— What this task involves —
Lines with the word "potential" are the ones wanted. Copy each of them from the entries below.
[Opening Material for this exercise section]
Issue #166, opened 2016-07-28
NullPointerException if a reference has a space following the "#" (e.g. `# /definitions/Pet`)


tfesenko:
Open this model:

``` yaml
swagger: "2.0"
info:
  version: 1.0.0
  title: Swagger Petstore
host: petstore.swagger.io
basePath: /v1
schemes:
  - http
paths:
  /pet:
    get:
      summary: Info for a specific pet
      responses:
        200:
          description: success
          schema:
            $ref: "# /definitions/Pet"
definitions:
  Pet:
    properties:
      id:
        type: integer
        format: int64
```

A modal dialog will be shown reporting an NPE. The NPE is produced by the `resolved = doc.at(pointer);` in `com.reprezen.swagedit.json.references.JsonReference.resolve(URI)`.
No error marker added to the reference

The fix should incorporate the following:
1. Fix NPE
2. Report an error, not a warning, as in other cases with invalid ref strings
3. The modal dialog was caused by an exception inside an Eclipse `Job`. Make our Eclipse `Job`s used for validation more resilient to potential exception, at least, don't show a dialog.

Also see https://modelsolv.atlassian.net/browse/ZEN-2799

ghillairet:
I think this issue can be close, the error is correctly reported and there's no more any NPE.

PR #167, opened 2016-07-29
#166 NullPointerException if a reference has a space following the "#" (e.g. `# /definitions/Pet`)

tfesenko:
This PR addresses all three aspects of #166 
1. Fix NPE
2. Report an error, not a warning, as in other cases with invalid ref strings
3. The modal dialog was caused by an exception inside an Eclipse Job. Make our Eclipse Jobs used for validation more resilient to potential exception, at least, don't show a dialog.

### DIFF
--- a/.gitignore
+++ b/.gitignore
@@ -13,3 +13,6 @@ hs_err_pid*
 
 # maven build results
 target/
+
+# Xtend Gen folder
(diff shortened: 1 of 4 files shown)


ghillairet:
Looks good.

PR #176, opened 2016-08-10
Task/40 model nodes

ghillairet:
PR open only for discussions now.

Introducing a novel approach for parsing of document content.

The novel part has been done in the model package https://github.com/RepreZen/SwagEdit/tree/task/40-model-nodes/com.reprezen.swagedit/src/com/reprezen/swagedit/model. The parsing is now done by NodeDeserializer that uses Jackson streaming API to build a model representation of the document content. This model could be use by the different services offered by SwagEdit such as content assist, outline, etc...


tfesenko:
Note that this PR was targeting the `task/40`, not the `master`.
[Closing Material for this exercise section]
— Solution —
3. The modal dialog was caused by an exception inside an Eclipse `Job`. Make our Eclipse `Job`s used for validation more resilient to potential exception, at least, don't show a dialog.
3. The modal dialog was caused by an exception inside an Eclipse Job. Make our Eclipse Jobs used for validation more resilient to potential exception, at least, don't show a dialog.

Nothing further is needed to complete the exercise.